> **INSTRUCTIONS TO FOLLOW**:
Would you please restate all of the data exactly?

> **ENTRIES SUPPLIED**:
__________________________________________________
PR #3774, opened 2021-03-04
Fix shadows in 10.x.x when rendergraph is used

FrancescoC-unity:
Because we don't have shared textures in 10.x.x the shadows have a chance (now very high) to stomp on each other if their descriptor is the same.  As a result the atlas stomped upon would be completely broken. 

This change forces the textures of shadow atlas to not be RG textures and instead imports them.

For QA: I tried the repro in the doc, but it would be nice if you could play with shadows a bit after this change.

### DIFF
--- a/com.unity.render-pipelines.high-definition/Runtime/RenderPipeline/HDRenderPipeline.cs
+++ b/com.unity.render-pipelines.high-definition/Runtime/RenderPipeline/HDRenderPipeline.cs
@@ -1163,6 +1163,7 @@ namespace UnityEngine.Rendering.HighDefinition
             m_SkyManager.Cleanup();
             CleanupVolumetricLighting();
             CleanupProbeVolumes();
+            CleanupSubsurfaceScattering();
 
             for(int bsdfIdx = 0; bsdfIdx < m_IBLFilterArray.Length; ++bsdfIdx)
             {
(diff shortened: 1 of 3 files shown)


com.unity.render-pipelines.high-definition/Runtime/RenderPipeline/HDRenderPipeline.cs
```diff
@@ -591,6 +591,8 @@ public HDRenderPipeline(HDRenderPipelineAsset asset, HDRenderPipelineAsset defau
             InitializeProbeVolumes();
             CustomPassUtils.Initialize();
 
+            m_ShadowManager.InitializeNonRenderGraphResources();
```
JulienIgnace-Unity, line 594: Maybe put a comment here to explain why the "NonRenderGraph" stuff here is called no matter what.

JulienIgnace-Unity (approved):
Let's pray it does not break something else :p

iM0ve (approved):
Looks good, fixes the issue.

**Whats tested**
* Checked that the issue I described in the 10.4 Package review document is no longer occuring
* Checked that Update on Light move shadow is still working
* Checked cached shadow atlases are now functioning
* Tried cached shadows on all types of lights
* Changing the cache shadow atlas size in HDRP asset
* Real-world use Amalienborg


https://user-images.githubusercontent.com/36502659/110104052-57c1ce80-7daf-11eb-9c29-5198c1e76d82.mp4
__________________________________________________
> **RESULT OF THE TASK**:
PR #3774, opened 2021-03-04
Fix shadows in 10.x.x when rendergraph is used

FrancescoC-unity:
Because we don't have shared textures in 10.x.x the shadows have a chance (now very high) to stomp on each other if their descriptor is the same.  As a result the atlas stomped upon would be completely broken. 

This change forces the textures of shadow atlas to not be RG textures and instead imports them.

For QA: I tried the repro in the doc, but it would be nice if you could play with shadows a bit after this change.

### DIFF
--- a/com.unity.render-pipelines.high-definition/Runtime/RenderPipeline/HDRenderPipeline.cs
+++ b/com.unity.render-pipelines.high-definition/Runtime/RenderPipeline/HDRenderPipeline.cs
@@ -1163,6 +1163,7 @@ namespace UnityEngine.Rendering.HighDefinition
             m_SkyManager.Cleanup();
             CleanupVolumetricLighting();
             CleanupProbeVolumes();
+            CleanupSubsurfaceScattering();
 
             for(int bsdfIdx = 0; bsdfIdx < m_IBLFilterArray.Length; ++bsdfIdx)
             {
(diff shortened: 1 of 3 files shown)


com.unity.render-pipelines.high-definition/Runtime/RenderPipeline/HDRenderPipeline.cs
```diff
@@ -591,6 +591,8 @@ public HDRenderPipeline(HDRenderPipelineAsset asset, HDRenderPipelineAsset defau
             InitializeProbeVolumes();
             CustomPassUtils.Initialize();
 
+            m_ShadowManager.InitializeNonRenderGraphResources();
```
JulienIgnace-Unity, line 594: Maybe put a comment here to explain why the "NonRenderGraph" stuff here is called no matter what.

JulienIgnace-Unity (approved):
Let's pray it does not break something else :p

iM0ve (approved):
Looks good, fixes the issue.

**Whats tested**
* Checked that the issue I described in the 10.4 Package review document is no longer occuring
* Checked that Update on Light move shadow is still working
* Checked cached shadow atlases are now functioning
* Tried cached shadows on all types of lights
* Changing the cache shadow atlas size in HDRP asset
* Real-world use Amalienborg


https://user-images.githubusercontent.com/36502659/110104052-57c1ce80-7daf-11eb-9c29-5198c1e76d82.mp4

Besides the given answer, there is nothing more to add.